I know what you're saying, but every tool has a use. You arent going to break out the airless to spray a bird house, just like you wouldnt get the pro shot out to spray 20 gals.

I could see using this with deck stains. You ever try to stir a nearly full can, and get the inch of sludge off the bottom to mix properly? It sloshes everywhere and takes forever, not to mention trying that with a 5'er. Thats one use I can see for sure.


----------



## Dave S (Feb 24, 2011)

Hi Pat, 

Thanks for your honest opinion. I met guys out there that told me they would never use this product even if it was for free. "Long Live the Stir Stick". And after they tested it they still said they would never use it.

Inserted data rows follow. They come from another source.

PR #325, opened 2024-08-16
async room initialization with sync rooms.get

vladvelici:
This is an early draft for the async room initialization. I've added a new status, `RoomLifecycle.Initializing`, to show that the room didn't start init yet.

Please have a look at:
- `room.ts` (start here)
- `rooms.ts`
- `room-lifecycle-manager.ts`
- and one of the features like `messages.ts`, `typing-indicators.ts` etc (they're all refactored the same way)

### DIFF
--- a/src/core/messages.ts
+++ b/src/core/messages.ts
@@ -197,7 +197,7 @@ export interface Messages extends EmitsDiscontinuities {
    *
    * @returns the realtime channel
    */
-  get channel(): Ably.RealtimeChannel;
+  get channelPromise(): Promise<Ably.RealtimeChannel>;
 }
 
 /**
@@ -208,7 +208,7 @@ export class DefaultMessages
   implements Messages, HandlesDiscontinuity, ContributesToRoomLifecycle
 {
   private readonly _roomId: string;
-  private readonly _channel: Ably.RealtimeChannel;
+  private readonly _channelPromise: Promise<Ably.RealtimeChannel>;
   private readonly _chatApi: ChatApi;
   private readonly _clientId: string;
   private readonly _listenerSubscriptionPoints: Map<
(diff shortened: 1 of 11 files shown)


src/core/messages.ts
```diff
@@ -396,8 +411,8 @@ export class DefaultMessages
   /**
    * @inheritdoc Messages
    */
-  get channel(): Ably.RealtimeChannel {
```
AndyTWF, line 399: I think you could still call this `channel` - its not usually common to add `promise` to the method name

AndyTWF: Ditto for the others

src/core/room.ts
```diff
@@ -129,53 +138,146 @@ export class DefaultRoom implements Room {
...
+    // won't be needed.
+    let stopInitializingFeatures: (() => void) | undefined;
+
+    // This promise is the same as initAfter but it gets rejected if release()
+    // is called before initialization starts. This make sure that room
+    // features will not permanently hang waiting for this promise to resolve.
+    //
+    // This promise is passed down to all features to wait before starting to
+    // create or use any realtime channels.
+    const initFeaturesAfter = new Promise<void>((resolve, reject) => {
```
AndyTWF, line 152: A note here - any async ops as part of feature initialisation will need to be `await` or become synchronous, we need them all to finish before this promise resolves

vladvelici: Good point! All feature init is sync now and runs after this promise resolves. And because the channels are now promises they could be async and those are awaited below (lines 240, 252)

vladvelici:
Closing this PR. The work was followed up in https://github.com/ably/ably-chat-js/pull/318.

PR #3, opened 2015-11-26
Add tagging interface

tijmenb:
This PR is a first attempt at a tagging interface to replace the panopticon interface. Doing this will allow us to use the new tagging architecture.

We will be migrating applications one-by-one. The first one will be smart answers. This interface will not be used for publisher apps that have their own tagging interface.

## Happy path

User wants to tag a page on GOV.UK. This form accepts `/paths` and `https://www.gov.uk/full-gov.uk/urls`.

screen shot 2015-11-26 at 14 19 39

Because this is a smart answers, it can be tagged to mainstream browse pages, topics and organisations.

screen shot 2015-11-26 at 14 19 48

We use the default `select2` dropdowns for these.

screen shot 2015-11-26 at 14 20 03

Clicking "Update taggings" will save the links.

screen shot 2015-11-26 at 14 20 09

## URL doesn't exist

screen shot 2015-11-26 at 14 37 07

## Conflicting edit

When someone else makes a change after you've loaded the page, or the user makes an edit in an other browse tab, the change might conflict:

screen shot 2015-11-26 at 14 38 53

Trello: https://trello.com/c/XwVC0IM8


bishboria:
:+1:

PR #5, opened 2015-12-02
Get content-item basepath from url, not a form field

bishboria:
Save some users from having to enter a basepath via the form submission, and allow them to enter the basepath in the URL, eg `content-tagger.gov.uk/lookup/some/basepath`

### DIFF
--- a/app/controllers/lookup_controller.rb
+++ b/app/controllers/lookup_controller.rb
@@ -4,7 +4,7 @@ class LookupController < ApplicationController
   end
 
   def find_by_slug
-    content_lookup = ContentLookupForm.new(params[:content_lookup_form])
+    content_lookup = ContentLookupForm.new(lookup_params)
 
     if content_lookup.valid?
       redirect_to content_path(content_lookup.content_id)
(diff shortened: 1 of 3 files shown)


app/controllers/content_controller.rb
```diff
@@ -10,4 +10,9 @@ def update_links
   rescue GdsApi::HTTPConflict
     redirect_to :back, danger: "Somebody changed the tags before you could. Your changes have not been saved."
   end
+
+  def slug
```
tijmenb: Would this be better in the `LookupController`? We could re-use the `find_by_slug` method.

bishboria: probably would be better :)

app/controllers/lookup_controller.rb
```diff
@@ -13,4 +13,10 @@ def find_by_slug
       render 'new'
     end
   end
+
+private
+
+  def base_path
```
tijmenb: Would `lookup_params` be a better name?

tijmenb:
:+1:

PR #7, opened 2015-12-02
Rename initializer for admin template

tijmenb:
The file `config/initializers/govuk_admin_template.rb` is overwritten on deploy so display the environment indicators. In our case, it was overwriting our own initializer, causing the flash, app title and
logout-button to disappear.


jamiecobbett:
Would it be lots of effort to use environment variables? Then both files could live in this repo.

tijmenb:
Closing because it's better to rename the file that is being created by capistrano.

PR #8, opened 2015-12-03
Add download and parsing logic for the alpha taxonomy

mobaig:
The alpha taxonomy is a work-in-progress taxonomical structure currently
being put together by GOV.UK information architects. In order to make
the taxonomy data available for prototyping of the new tagging interface,
a data pipeline is required to get taxons into the content store and link
to them from specific piece of content.

These tasks handle the downloading and parsing of the remotely-stored
taxonomy mappings. These will be followed by additional tasks that will
handle interactions with the Publishing API and Content Store.

Trello: https://trello.com/c/bsZAwZ35/450-improve-alpha-taxonomy-tagging


lib/alpha_taxonomy/sheet_parser.rb
```diff
@@ -0,0 +1,51 @@
...
+        tsv_data.values_at(*desired_columns)
+      else
+        raise ArgumentError, "Column names did not match expected values #{desired_columns}"
+      end
+    end
+
+    # Standardise the appearance of taxonomy labels extracted from the spreadsheets.
+    # e.g. -
+    # "3 Early Years Foundation Stage (EYFS)" > "3-early-years-foundation-stage-eyfs"
+    def sluggify(taxonomy_label)
```
tijmenb: Do we still need to do this here?

mobaig: as discussed, no - updated to simply strip whitespace and expect pipe-separator.

PR #9, opened 2015-12-04
Fix kind of content available for 'parent'

tijmenb:
The "parent" tag is the primary mainstream browse pages, so the select box should be populated with those, not the topics.

https://trello.com/c/XwVC0IM8

### DIFF
--- a/app/views/content/_form_for_parent.html.erb
+++ b/app/views/content/_form_for_parent.html.erb
@@ -1,6 +1,6 @@
 <h3>Parent</h3>
 
 <%= f.select :parent,
-    options_for_select(TagFetcher.new.tags_of_type('topic'), @tagging_update.parent),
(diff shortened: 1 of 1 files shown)


app/views/content/_form_for_parent.html.erb
```diff
@@ -1,6 +1,6 @@
 <h3>Parent</h3>
 
 <%= f.select :parent,
-    options_for_select(TagFetcher.new.tags_of_type('topic'), @tagging_update.parent),
+    options_for_select(TagFetcher.new.tags_of_type('mainstream_browse_page'), @tagging_update.parent),
```
mobaig: this should go in a helper or an instance var in the controller.

tijmenb: Why?

mobaig: yeah cool, fair reasoning.

mobaig:
LGTM

PR #11, opened 2015-12-08
Extract linkset into object

tijmenb:
This means that even if the API returns nil (if the linkset doesn't exist) we return an empty LinkSet object that responds to the appropriate methods.


mobaig:
lgtm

But they did tell me it mixed like no mixer they have ever seen. 

Regarding the mess, the product is designed to snap on and stay with the can until the paint is gone. Then you can clean it(dishwasher) and snap on another.


----------



## NEPS.US (Feb 6, 2008)

Your not exactly re-inventing the wheel here Dave. Autobody paint stores have been selling the same product for years. I have a few aluminum ones that I use for custom stain matches to keep the stain agitated while using. The only pic I could find was this plastic one. 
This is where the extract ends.